Despite relief efforts conducted by international community and government people are still scrambling for shelter.

A home damaged after hurricane Dorian devastated Elbow Key Island in the Bahamas [Jose Jimenez/Getty Images]

One week after Hurricane Dorian hit the Bahamas, residents are still coping with the "catastrophic" damage, with more than 70,000 people estimated to have been left without food and shelter.

Support from the international community have already reached, but despite relief efforts, people were still scrambling for shelter, with many evacuees still struggling to find their loved ones.

On Sunday, the government said that at least 44 people died in the devastating storm, but numbers are expected to rise. 


Prime Minister Hubert Minnis called the loss of life "catastrophic and devastating", while Health Minister Duane Sands said the final death toll "will be staggering".

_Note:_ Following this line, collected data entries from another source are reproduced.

PR #89, opened 2018-08-06
[REVIEW] Add Apache arrow 0.10 support

pearu:


GPUtester:

kkraus14:
add to whitelist

scopatz:
The code looks good to me @pearu! Thanks for putting this in.

Unfortunately, the gpuCI is failing to get the arrow version, it looks like:

```
15:03:11 -- Checking for one of the modules 'arrow'
15:03:11 CMake Error at /home/jenkins/.conda/envs/libgdf_dev/share/cmake-3.6/Modules/FindPkgConfig.cmake:646 (message):
15:03:11   None of the required 'arrow' found
15:03:11 Call Stack (most recent call first):
15:03:11   cmake/Modules/FindArrow.cmake:76 (pkg_search_module)
15:03:11   CMakeLists.txt:64 (find_package)
15:03:11 
15:03:11 
15:03:11 CMake Error at cmake/Modules/FindArrow.cmake:80 (math):
15:03:11   math cannot parse the expression: " * 10000 + * 100 + ": syntax error,
15:03:11   unexpected exp_TIMES, expecting exp_OPENPARENT or exp_NUMBER (2)
15:03:11 Call Stack (most recent call first):
15:03:11   CMakeLists.txt:64 (find_package)
15:03:11 
15:03:11 
15:03:11 -- ARROW_NUMERIC_VERSION=
```

pearu:
The gpuCI failure is most probably originated from missing pkg-config in gpuCI:
```
12:03:11 -- Could NOT find PkgConfig (missing:  PKG_CONFIG_EXECUTABLE) 
```
Could  `pkg-config` added to gpuCI package list?
If not, another way to determine arrow version needs to be implemented in `FindArrow.cmake`.

pearu:
FYI, all tests pass with recently released Apache Arrow 0.10.0.

README.md
```diff
@@ -49,6 +50,19 @@ or
 $ conda install -c omnia boost=1.58.0=py33_0
 ```
 
+Libgdf supports Apache Arrow versions 0.7.1 (default) and 0.8+ that
+use different metadata versions. So, it is important to specify which
+Apache arrow version will be used during building libgdf.  To select
+required Apache Arrow version, define the following environment
+variables (using Arrow version 0.9.0 as an example):
```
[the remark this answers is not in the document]
pearu: @scopatz Actually, you are right. Otherwise, CI instances are using arrow 0.7.1. It might be reasonable to hold merging until pygdf is arrow 0.10.0 ready.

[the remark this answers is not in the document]
scopatz: I don't think it is worth holding off, we can always update this value for new arrow releases.

scopatz:
That is excellent news about 0.10.0!

README.md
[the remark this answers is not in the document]
kkraus14: It looks like in other places in the PR we're defaulting to 0.10.0 which I believe was released ~2 days ago. I'm in favor of having arrow 0.10.0 the default.

README.md
```diff
@@ -49,6 +50,19 @@ or
...
+```bash
+$ export ARROW_VERSION=0.9.0
```
kkraus14: Bump to Arrow 0.10.0.

CMakeLists.txt
```diff
@@ -129,8 +129,8 @@ cuda_add_library(gdf SHARED
     #src/windowedops.cu
 )
 
-
-target_link_libraries(gdf arrow)
+# boost_regex may be necessary only when arrow==0.9.0
+target_link_libraries(gdf arrow boost_regex)
```
kkraus14: Is this different with 0.10.0?

pearu: Yes, boost_regex is not needed for arrow 0.10.0 (tested). This issue is related to https://issues.apache.org/jira/browse/ARROW-2903 , in summary, linking against boost_regex is required for arrow versions `>=0.8` and `<=0.9.0`.

Note that the change in
https://github.com/gpuopenanalytics/libgdf/pull/89/files#diff-281a0db11f8c4d7c230f268619adb8bbR57
has the same origin.

Modifying these parts depends on the question, do we want to support arrow versions from 0.7.1 upto to the latest (0.10 currently) or can we drop support for some intermediate versions (such as 0.8, 0.9)?

kkraus14: Can we make a conditional check for if Arrow is specified as one of those versions we add boost_regex, otherwise we don't? I think supporting 0.8 - 0.9.0 would be good, but we should avoid including boost_regex unnecessarily.

pearu: Yes, we can. I will do it.

kkraus14:
Looks good to me! Will merge when @scopatz approves.

CMakeLists.txt
```diff
@@ -129,8 +129,12 @@ cuda_add_library(gdf SHARED
     #src/windowedops.cu
 )
 
-
-target_link_libraries(gdf arrow)
+if (ARROW_NUMERIC_VERSION EQUAL 900)
```
scopatz: Should this be greater than  or equal to?

pearu: Actually, just equal to. Only arrow 0.9 had this issue.

pearu:
@kkraus14 please hold on merging.
I have one fix coming up that makes all pygdf tests pass with arrow 0.10.0.

CMakeLists.txt
scopatz: Ahh OK, great.

scopatz:
This LGTM, once the pygdf fix is in! Thanks a ton @pearu!

pearu:
@kkraus14 @scopatz please review.

Btw, pygdf is now also arrow 0.10 ready: https://github.com/gpuopenanalytics/pygdf/pull/200

kkraus14:
@pearu Can we remove the 0.7.1 Arrow hardcoded data from this PR as well and use the programmatically generated data?

pearu:
@kkraus14, arrow hardcoded data is removed from tests.
Created JIRA RAPIOP-79 for adding pyarrow dependency.

kkraus14:
@pearu Thanks. This looks good to me, the travis CI failures are from networking issues on Travis's end it looks like. @scopatz @mt-jones Would you review?

scopatz:
This LGTM!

"I lost my husband because he decided to stay back home," Margarette Lain, a hurricane survivor in Nassau told Al Jazeera.

"From what I've seen and heard everything is like completely gone, so it's really hard because being there all your life, you don't know any place else but home," she added.

The Bahamian government says that as many as 3,500 evacuees have arrived in the capital Nassau, most of the displaced are from the islands of Abaco and Grand Bahama, the areas worst affected by the Hurricane.

"I really thank God for life right now, I thank God for the US coastguard and everybody who participated, you guys, you know bringing us food and clothes and water and stuff, " Antoine Marrison, a hurricane survivor, told Al Jazeera.

Lifesaving UNICEF supplies will help provide access to safe water for over 9,500 children and families left reeling by #HurricaneDorian. — UNICEF (@UNICEF) September 8, 2019

'We didn't expect it' 

Relief workers have started setting up tents, ahead of the arrival of more evacuees, but officials are concerned that Nassau may not be prepared for the long-term care of the thousands whose communities have been destroyed.

"I think perhaps Dorian was our Katrina, I know the people of New Orleans were totally unprepared for Katrina and we didn't expect it," Chanelle Ferguson, a member of the Bahamian Parliament, told Al Jazeera.


"We were prepared in some ways but not for the magnitude, and so when these people come they're a bit traumatised, but what we try to do is make life as normal as possible," she added.

Dorian initially struck as a Category 5 hurricane, but it diminished into a strong post-tropical cyclone. On Saturday it hit Nova Scotia in Canada, leaving more than 370,000 people without power.

On Sunday, The US National Hurricane Center said Dorian was centred about 600km north of Cape Race, Newfoundland.

Hurricane Dorian was one of the most powerful Atlantic hurricanes in recorded history. The destruction it left behind, is like nothing residents of the Bahamas have experienced before.